Your called teachers will do their best according to their God-given abilities to educate your children. However, education does not take place only in the classroom. To successfully educate the children, work must continue in the home. Homework extends learning opportunities by allowing students to practice what they’ve learned, prepare for new information, or elaborate on information that has been introduced.
Since reading is such an essential part of elementary education, all students at St. Matthew’s will have this as part of their homework each week. For younger students (K-4), this will entail 100 minutes per week of at-home reading (child reads alone, or parent reads to child), and for older students (5-8) outside reading requirements are tied to the Accelerated Reader program.
Generally, students will be allowed 2 days plus one day for every day absent to make up their homework.
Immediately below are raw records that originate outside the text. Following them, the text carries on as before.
PR #651, opened 2026-08-12
fix(adapters): normalize trusted vendor slugs before matching distros

### LINKED ISSUE #650: a trusted vendor slug only works in exactly one spelling, others are silently ignored
a trusted vendor is only trusted if it is written in exactly the form Grype uses. anything else is accepted, stored, and never matches:

```
configured "wolfi"   -> trusted=true
configured "Wolfi"   -> trusted=false
configured "WOLFI"   -> trusted=false
configured " wolfi"  -> trusted=false
configured "wolfi "  -> trusted=false
```

`buildTrustedVendorSet` converts each slug straight to a `distro.Type`:

```go
func buildTrustedVendorSet(vendors []string) map[distro.Type]bool {
	set := make(map[distro.Type]bool, len(vendors))
	for _, v := range vendors {
		set[distro.Type(v)] = true
	}
	return set
}
```

Grype's types are lowercase slugs (`"wolfi"`, `"chainguard"`, `"redhat"`) and `resolveUseDefaultMatchers` looks them up verbatim, so `distro.Type("Wolfi")` is a key nothing ever matches. the effect is quiet: adaptive mode is what turns CPE matching off for a trusted vendor, so the image keeps being matched by CPE and reporting the false positives the setting exists to remove, with nothing logged.

whitespace is the same story. #593 trims the env form of the value, but the config file path goes through `GetStringSlice`, so `"trustedVendors": ["wolfi "]` is untrimmed.

and a slug that is not a Grype distro at all, a typo like `"redhat-enterprise"`, behaves identically: accepted, never matches, nothing said. `distro.All` lists all 24 types, and the four defaults (`echo`, `chainguard`, `wolfi`, `minimos`) are all in it, so an unrecognised one can be called out without the defaults tripping it.

lowercasing and trimming the slug, and logging one that Grype does not know, is enough.

version: main (746a949)

AnshulPatil2005:
## Overview

`buildTrustedVendorSet` converted each configured slug straight to a `distro.Type`. Grype's types are lowercase slugs it compares verbatim, so `"Wolfi"`, `"WOLFI"` or `"wolfi "` went into the set as keys no distro ever matches and the vendor stayed untrusted.

the failure is silent, and it undoes the setting: adaptive mode is what turns CPE matching off for a trusted vendor, so the image keeps being matched by CPE and reporting the false positives the setting exists to remove, with nothing logged to say the slug did not take.

slugs are now lowercased and trimmed, so all of those forms resolve to the same vendor. a slug that is not one of Grype's distros is also logged, since it fails in exactly the same quiet way. it is kept in the set rather than dropped: it can never match anyway, and dropping it would replace one silent behaviour with another.

## Additional Information

whitespace mattered on the config file path in particular. #593 trims the env form of the value, but the file form goes through `GetStringSlice` untouched, so `"trustedVendors": ["wolfi "]` arrived with the space attached.

the warning is safe against the defaults: `distro.All` holds all 24 types and `echo`, `chainguard`, `wolfi` and `minimos` are all among them, so the out-of-the-box configuration logs nothing.

## How to Test

`go test ./adapters/v1/ -run TestBuildTrustedVendorSet -count=1`

- `TestBuildTrustedVendorSet_NormalizesSlugs` resolves each spelling of a vendor against a wolfi image and checks whether it comes out trusted, including a different vendor and a slug that is not a distro, so it pins what must not match as well.
- `TestBuildTrustedVendorSet_SkipsEmpty` covers an empty entry, which would otherwise become a key matching a distro with no type.

four of the seven cases fail before this: capitalised, upper case, leading space and trailing space.

## Related issues/PRs:

* Resolved #650

## Summary by CodeRabbit

* **Bug Fixes**
  * Trusted vendor settings now consistently handle capitalization and surrounding whitespace.
  * Empty vendor entries are ignored.
  * Unrecognized vendor values generate a warning while preserving non-empty entries for compatibility.

### DIFF
--- a/adapters/v1/grype.go
+++ b/adapters/v1/grype.go
@@ -97,10 +97,32 @@ func NewGrypeAdapter(listingURL string, matchingMode config.CVEMatchingMode, tru
 }
 
 // buildTrustedVendorSet maps configured vendor slugs to Grype distro types.
+//
+// Grype's distro types are lowercase slugs that it compares verbatim, so a configured slug
+// is normalised rather than taken as written: "Wolfi", or one with the whitespace a JSON
+// list easily carries, would otherwise sit in the set as a key no distro ever matches, and
+// the vendor would stay untrusted with nothing to say so. A slug that is not one of Grype's
+// types cannot match either, so it is called out for the same reason: adaptive mode is meant
+// to turn CPE matching off for these vendors, and a typo silently leaves it on.
 func buildTrustedVendorSet(vendors []string) map[distro.Type]bool {
+	known := make(map[distro.Type]bool, len(distro.All))
+	for _, t := range distro.All {
+		known[t] = true
+	}
+
 	set := make(map[distro.Type]bool, len(vendors))
 	for _, v := range vendors {
-		set[distro.Type(v)] = true
+		slug := distro.Type(strings.ToLower(strings.TrimSpace(v)))
+		if slug == "" {
+			continue
+		}
+		if !known[slug] {
+			// Kept in the set regardless: it can never match, and dropping it would be a
+			// second silent behaviour rather than a reported one.
+			logger.L().Warning("trusted vendor is not a distro Grype recognizes, it will never match",
+				helpers.String("vendor", v))
+		}
+		set[slug] = true
 	}
 	return set
 }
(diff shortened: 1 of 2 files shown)


matthyx (approved):
Reviewed the diff, checked the fix against the vendored grype v0.99.1 distro package (confirmed distro.Type values and distro.All are exactly the 24 lowercase slugs the PR describes, including echo/minimos), and ran the full adapters/v1 suite plus `go build ./...` and `go vet` locally — all green. The normalize-then-warn-but-keep approach in buildTrustedVendorSet is sound: it fixes the case/whitespace mismatch from #650, correctly reports unmatchable slugs without dropping them (avoiding a second silent failure mode), and the new table-driven tests cover the reported repro cases (canonical/capitalised/upper/leading-trailing space) plus the empty-entry and unknown-distro edges. No blockers.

For example, if the student is absent 3 days, he/she will be given 5 days to make up the work (2 + 3).
- The amount of homework assigned to students gradually increases from grade to grade. Although there may be exceptions, the minutes your child should spend on homework should equal approximately 10 times his or her grade level (a 2nd grader would spend 20 minutes, a 3rd grader 30 minutes, and so on).
- Help set up a consistent, organized place for homework to be done.
- Help your child establish either a consistent schedule for completing homework or help him create a schedule each Sunday night that reflects that particular week’s activities.
- Encourage, motivate, and prompt your child, but do not sit with him and do the homework for him. The purpose of the homework is for your child to practice and use what he has learned. If your child is consistently not able to do the homework by himself, please contact your child’s teacher.
- If your child is practicing a skill, ask him to tell you which steps are easy for him, which are difficult, or how he is going to improve. If your child is doing a project, ask him what knowledge he is applying in the project. If your child is consistently unable to talk about the knowledge he is practicing or using, please contact your child’s teacher.
- When bedtime comes, please stop your child, even if he is not done, and contact your child’s teacher to discuss the next steps.